(Problem)
For the word "return", report how many lines of the records below contain it, and nothing more.

(Data items)
● ● ● ● ● ● ●

PR #862, opened 2025-06-10
LEAN-4636 - add editor state hook

mnatsheh:


src/hooks/use-editor-state.ts
```diff
@@ -0,0 +1,39 @@
...
+import { isEqual } from 'lodash'
+import { useCallback, useContext, useEffect, useState } from 'react'
+
+import { state } from '../store'
+import { AppStateObserverContext } from './use-app-state-observer'
+
+export const useEditorState = <T>(selector: (s: state) => T) => {
+  const [value, setValue] = useState<T>()
+  // eslint-disable-next-line react-hooks/exhaustive-deps
+  selector = useCallback(selector, [])
```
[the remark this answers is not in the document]
mbartenev-atypon: This would be hard to implement in a reasonable way, since you wont be able to adjust selector once component is mounted in the hosting app. I know it's just copied but it was transparent when implemented directly in the hosting app and now it isn't

src/EditorApp.tsx
```diff
@@ -10,20 +10,15 @@
  * All portions of the code written by Atypon Systems LLC are Copyright (c) 2019 Atypon Systems LLC. All Rights Reserved.
```
mbartenev-atypon, line 10: Why aren't we removing original implementation of the observer?

src/hooks/use-app-state-observer.ts
```diff
@@ -0,0 +1,59 @@
+/*!
```
mbartenev-atypon, line 1: can we please move those hooks to some special folder that would make it clear that these hooks are not for internal use? Something like externalHooks or clientHooks or consumerHooks? Would be great also if we can annotate them to make it clear why they are supplied since it's not really a part of article editor but some helping tools for hosting apps.

src/EditorApp.tsx
mnatsheh: Which one is that?

src/hooks/use-editor-state.ts
```diff
@@ -0,0 +1,39 @@
...
+  const observer = useContext(AppStateObserverContext)
+  useEffect(() => {
+    if (!observer) {
+      return
+    }
+    const sub = (state: state) => {
+      if (state) {
+        const $new = selector(state)
+        setValue((old) => (isEqual(old, $new) ? old : $new))
```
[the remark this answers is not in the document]
mnatsheh: Replaced the lodash implementation with the deeper-equal implementation.

src/hooks/use-app-state-observer.ts
mnatsheh: Moved the files (now a single file) to hooks/external.

src/hooks/use-editor-state.ts
```diff
@@ -0,0 +1,39 @@
...
+      }
+    }
+    observer.subscribe(sub)
+    return () => {
+      observer.unsubscribe(sub)
+    }
+  }, [observer, selector])
+  return [value]
```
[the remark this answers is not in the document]
mnatsheh: I think the rational I had for returning an array here is to match the useState signature. I can return the value directly if you prefer.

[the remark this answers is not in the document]
mbartenev-atypon: hm, I see. Not sure if we need to match it but it's ok if that looks more appropriate to you.

src/EditorApp.tsx
mbartenev-atypon: It look to me like you integrated article-editor's side of observer implementation into it. I see now it's not the case. Sorry about the confusion.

● ● ● ● ● ● ●

(Response box)
4